* **Problem description**:
Every line that contains "modalDirective" must be located and copied from the data.

......

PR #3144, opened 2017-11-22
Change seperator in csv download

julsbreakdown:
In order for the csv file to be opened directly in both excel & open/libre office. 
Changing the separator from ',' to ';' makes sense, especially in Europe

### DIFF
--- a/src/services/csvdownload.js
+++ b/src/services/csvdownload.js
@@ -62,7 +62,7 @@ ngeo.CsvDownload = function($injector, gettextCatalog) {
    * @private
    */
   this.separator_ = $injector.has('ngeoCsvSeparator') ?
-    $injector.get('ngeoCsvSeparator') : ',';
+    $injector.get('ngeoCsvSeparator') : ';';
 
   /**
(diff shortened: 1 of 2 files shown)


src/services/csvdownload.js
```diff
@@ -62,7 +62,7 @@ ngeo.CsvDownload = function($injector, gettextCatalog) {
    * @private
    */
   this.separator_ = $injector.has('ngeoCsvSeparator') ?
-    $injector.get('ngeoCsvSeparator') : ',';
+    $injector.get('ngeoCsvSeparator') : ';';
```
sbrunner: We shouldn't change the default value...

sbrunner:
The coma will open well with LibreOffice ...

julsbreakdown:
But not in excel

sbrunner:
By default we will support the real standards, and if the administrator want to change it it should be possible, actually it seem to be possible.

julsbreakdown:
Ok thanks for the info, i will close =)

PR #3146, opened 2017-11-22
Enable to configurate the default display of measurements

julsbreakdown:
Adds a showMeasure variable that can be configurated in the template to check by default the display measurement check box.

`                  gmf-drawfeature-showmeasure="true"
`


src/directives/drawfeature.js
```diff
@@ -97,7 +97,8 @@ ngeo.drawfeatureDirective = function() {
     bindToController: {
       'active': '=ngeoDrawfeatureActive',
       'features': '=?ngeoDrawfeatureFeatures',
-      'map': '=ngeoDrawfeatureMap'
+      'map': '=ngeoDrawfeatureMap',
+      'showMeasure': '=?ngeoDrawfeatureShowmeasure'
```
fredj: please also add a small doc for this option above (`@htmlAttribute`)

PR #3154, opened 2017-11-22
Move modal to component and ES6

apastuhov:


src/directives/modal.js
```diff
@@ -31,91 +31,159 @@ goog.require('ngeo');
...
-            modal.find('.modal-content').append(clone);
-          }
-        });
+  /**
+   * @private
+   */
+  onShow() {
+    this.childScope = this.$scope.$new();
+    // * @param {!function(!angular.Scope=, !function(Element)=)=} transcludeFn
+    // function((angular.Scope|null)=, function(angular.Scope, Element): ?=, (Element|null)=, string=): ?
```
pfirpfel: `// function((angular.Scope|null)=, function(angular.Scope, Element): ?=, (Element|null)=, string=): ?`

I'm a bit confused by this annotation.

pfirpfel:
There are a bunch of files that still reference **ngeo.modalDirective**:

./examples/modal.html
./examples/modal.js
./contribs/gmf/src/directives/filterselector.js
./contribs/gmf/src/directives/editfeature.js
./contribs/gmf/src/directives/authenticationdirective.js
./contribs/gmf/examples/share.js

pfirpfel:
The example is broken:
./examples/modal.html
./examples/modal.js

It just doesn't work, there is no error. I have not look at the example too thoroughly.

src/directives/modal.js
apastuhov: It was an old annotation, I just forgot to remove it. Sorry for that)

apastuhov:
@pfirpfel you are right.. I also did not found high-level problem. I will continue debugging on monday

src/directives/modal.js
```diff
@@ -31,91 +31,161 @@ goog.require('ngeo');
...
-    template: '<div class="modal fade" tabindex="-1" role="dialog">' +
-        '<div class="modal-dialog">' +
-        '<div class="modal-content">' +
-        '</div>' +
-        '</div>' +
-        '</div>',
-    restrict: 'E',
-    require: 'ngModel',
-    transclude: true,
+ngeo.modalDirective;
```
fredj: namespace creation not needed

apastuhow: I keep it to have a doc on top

......

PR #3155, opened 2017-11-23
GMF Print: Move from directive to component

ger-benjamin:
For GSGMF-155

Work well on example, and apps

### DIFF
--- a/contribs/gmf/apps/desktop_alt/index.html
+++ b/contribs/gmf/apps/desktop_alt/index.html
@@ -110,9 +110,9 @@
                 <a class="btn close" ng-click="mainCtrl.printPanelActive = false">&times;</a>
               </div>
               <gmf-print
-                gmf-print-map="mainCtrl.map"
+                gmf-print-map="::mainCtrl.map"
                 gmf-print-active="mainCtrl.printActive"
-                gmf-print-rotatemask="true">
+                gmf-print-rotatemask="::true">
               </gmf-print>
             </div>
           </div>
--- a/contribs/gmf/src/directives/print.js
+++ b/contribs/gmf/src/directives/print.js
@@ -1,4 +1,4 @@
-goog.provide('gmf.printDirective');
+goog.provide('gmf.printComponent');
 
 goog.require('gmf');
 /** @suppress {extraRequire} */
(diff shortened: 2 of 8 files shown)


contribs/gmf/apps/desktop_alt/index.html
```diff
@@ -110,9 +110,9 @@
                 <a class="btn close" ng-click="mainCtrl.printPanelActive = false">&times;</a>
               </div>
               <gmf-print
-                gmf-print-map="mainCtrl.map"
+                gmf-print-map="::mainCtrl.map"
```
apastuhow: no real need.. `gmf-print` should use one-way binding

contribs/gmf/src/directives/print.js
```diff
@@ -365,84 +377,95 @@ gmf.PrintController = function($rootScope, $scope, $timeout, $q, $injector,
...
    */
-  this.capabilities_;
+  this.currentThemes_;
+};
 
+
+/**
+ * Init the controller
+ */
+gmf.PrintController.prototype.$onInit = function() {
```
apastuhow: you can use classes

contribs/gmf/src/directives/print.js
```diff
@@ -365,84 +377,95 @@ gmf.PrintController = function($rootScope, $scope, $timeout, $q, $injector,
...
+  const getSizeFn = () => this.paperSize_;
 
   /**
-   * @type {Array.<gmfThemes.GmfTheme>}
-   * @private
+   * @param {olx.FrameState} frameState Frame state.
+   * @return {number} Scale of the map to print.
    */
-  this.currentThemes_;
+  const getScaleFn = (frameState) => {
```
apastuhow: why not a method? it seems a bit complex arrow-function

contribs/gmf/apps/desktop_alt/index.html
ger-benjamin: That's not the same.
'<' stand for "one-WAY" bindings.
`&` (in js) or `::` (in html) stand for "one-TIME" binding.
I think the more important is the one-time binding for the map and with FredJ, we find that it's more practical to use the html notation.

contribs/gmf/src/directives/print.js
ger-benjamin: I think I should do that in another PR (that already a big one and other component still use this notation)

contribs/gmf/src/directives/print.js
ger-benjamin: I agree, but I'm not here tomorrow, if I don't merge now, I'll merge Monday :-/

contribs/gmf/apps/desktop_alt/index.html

......

* **Your response**:
There are a bunch of files that still reference **ngeo.modalDirective**:
+ngeo.modalDirective;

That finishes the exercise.